The easiest way to become better at writing is to create your blog posts like you would be telling a story to a potential customer. How would you speak to them?
Dig Deeper>> How To Blog About Your Customers
Let’s say as a business owner, you know you’re weak at selling. So you’ve decided to go on the hunt for a sales coach or training program that can help you become more comfortable with the process. You stumble upon a blog post with very little content, and it says something like this:
“Selling isn’t fun and most people don’t enjoy it.”
You may agree with that sentence, but does it really motivate you to want to take the next step or to find out more about what the person is saying? Compare that to:
“Jane hated selling. She hated it so much she almost decided to close her business because of it. She loved working with the clients, making them happy, and following up with them after the sale. But it was always the initial meeting that made her nervous. She never wanted to come across as a used car salesperson. She didn’t want people thinking she was pushy.”

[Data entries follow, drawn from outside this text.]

PR #2352, opened 2026-08-21
chore(scripts): give two orphaned checks a job, and clean up after the ones that leak

datlechin:
Four items from the CI audit, all in the "this exists but does nothing" category.

## Two checks that guarded real invariants and ran nowhere

`check-mongodb-filter-shapes.sh` and `audit-refactor-health.sh` are referenced by nothing. The audit's suggestion was to delete them, but running both showed they work: the first reports `all shapes parse`, the second's `--check` mode reports `drift gates passed` against `.github/duplicate-contract-baseline.txt`.

So they are not dead, they are unwired, and deleting a working check to tidy up is the wrong trade. Both join `repo-hygiene.yml`. Neither needs anything macOS-only, so they run on the free Linux runner in about a second each.

The workflow's paths filter is widened to match, because a check that only runs when `scripts/` changes would not have run when the thing it checks changes: `TablePro/**/*.swift`, `Packages/**/*.swift` and the duplicate-contract baseline are added.

## A gate branch nothing can reach

`check-pluginkit-abi.sh` carried:

```sh
if [ "${ABI_ACKNOWLEDGED_ADDITIVE:-}" = "1" ]; then
    ... "The PR carries the abi-additive label ... the gate passes." ...
```

Set by a workflow that no longer exists. Its failure message then told the reader to add an `abi-additive` label and re-run, and nothing reads that label either. Both were instructions to do something with no effect. The branch is gone and the message now describes the additive-versus-breaking decision the script is actually there to support, per CLAUDE.md.

The larger question of whether to restore the deleted CI gate stays open; this only removes the plumbing that pretends it is still there.

## Two scripts that leaked on failure

`create-dmg.sh` attaches a volume and writes a temp image in its `hdiutil` fallback, with no trap. A failure between the attach and the detach left both behind, and the next run then failed on a volume name that was already mounted. It has a trap now that detaches and removes only the temp image.

`build-freetds.sh` used a fixed `/tmp/freetds-build` root and created four more `mktemp -d` directories that nothing removed, so a run leaked five directories. It uses one private root with a trap covering all five.

That fixed path was also doing something useful: caching the downloaded tarball across runs. Moving to `mktemp -d` would have turned every run into a fresh download, so the tarball now lives in a named cache directory outside the per-run root, and its checksum is verified on every run rather than only after a download.

## Stale instructions that bypass the new baseline

#2349 made `download-libs.sh` verify `Libs/ios` against a committed baseline. Two scripts still printed the old manual publish recipe as their closing "next steps":

```
tar czf /tmp/tablepro-libs-ios-v1.tar.gz -C Libs/ios .
gh release upload libs-v1 ... --clobber
```

Following that would publish an archive whose baseline nobody regenerated, and every developer and CI job would fail on the next pull. Both now point at `publish-ios-libs.sh` and the commit that goes with it. There are no `gh release upload libs-v1` instructions left in `scripts/`.

## Verification

`actionlint` is clean across all six workflows and `shellcheck -x --severity=warning` clean across all 43 scripts. Both newly wired checks were run locally and pass. Every touched script parses.

https://claude.ai/code/session_013MEaba8K1HQcyDNeq5wEFk

### DIFF
--- a/.github/workflows/macos-tests.yml
+++ b/.github/workflows/macos-tests.yml
@@ -186,6 +186,12 @@ jobs:
           GH_TOKEN: ${{ github.token }}
         run: scripts/download-libs.sh
 
+      # Compiles a C probe against Libs/libbson and parses every filter document the MongoDB
+      # query builder can emit. It guarded that invariant and ran nowhere; it needs clang and the
+      # vendored libraries, so this is the first job where it can run at all.
+      - name: Check the MongoDB filter shapes against the query builder
+        run: scripts/check-mongodb-filter-shapes.sh
+
       # Cargo and rustup need access outside Xcode's user-script sandbox. Build the
       # native bridge explicitly before compiling the driver target.
       - name: Build Dameng native bridge
--- a/.github/workflows/repo-hygiene.yml
+++ b/.github/workflows/repo-hygiene.yml
@@ -75,10 +75,9 @@ jobs:
       - name: Validate the registry update script
         run: python3 .github/scripts/test_update_registry.py
 
-      # Two checks that guarded real invariants and ran nowhere. Both are pure bash and grep, so
-      # they belong on the free Linux runner rather than in the macOS suite.
-      - name: Check the MongoDB filter shapes against the query builder
-        run: scripts/check-mongodb-filter-shapes.sh
-
+      # A check that guarded a real invariant and ran nowhere. Pure grep over Swift sources, so it
+      # belongs on the free Linux runner. The MongoDB filter-shape check is the other one that was
+      # orphaned, but it compiles a C probe against Libs/libbson, so it lives in the macOS build
+      # job in macos-tests.yml where the toolchain and the libraries already are.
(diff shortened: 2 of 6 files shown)


datlechin:
The hygiene job failed on `check-mongodb-filter-shapes.sh`:

```
missing /home/runner/work/TablePro/TablePro/Libs/libbson_x86_64.a (run scripts/download-libs.sh)
```

My error. I checked what tools each orphaned script needed with a grep that did not include `clang`, concluded both were pure bash and grep, and put both on the Linux runner. That one compiles a C probe and links `Libs/libbson_${ARCH}.a`, so it needs macOS, a toolchain and the vendored libraries.

It moves to the `build` job in `macos-tests.yml`, immediately after `Download static libraries`, which is the first point in CI where it can run at all. `audit-refactor-health.sh --check` stays on the Linux runner; it is grep over Swift sources and passed there.

Verified locally: the shape check passes with `Libs/` present, and the drift gates pass.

If you hate selling, you can instantly feel Jane’s pain. You can put yourself into her situation, and feel exactly what she’s feeling. You also want to read more of the story – what happens next? Does Jane shut down her business? Or does she find a solution?
That’s the way you want to write. Let your writers feel what you are talking about. Bring out the details. Describe the situation how someone looking in would see it. Describe it from one person’s point of view.
Great books always pull you in because they tell a story. They make you want to read further because you want to find out what’s next.
Do the same with your blog.
Do this with every post. And do it as you dive deeper into a subject, connecting different posts to give even more of the story. Make people move from one spot to the next, sticking to your site to discover what’s next.
The more they read, the more they stay. And by sticking around, they may just be willing to take the next step … with you.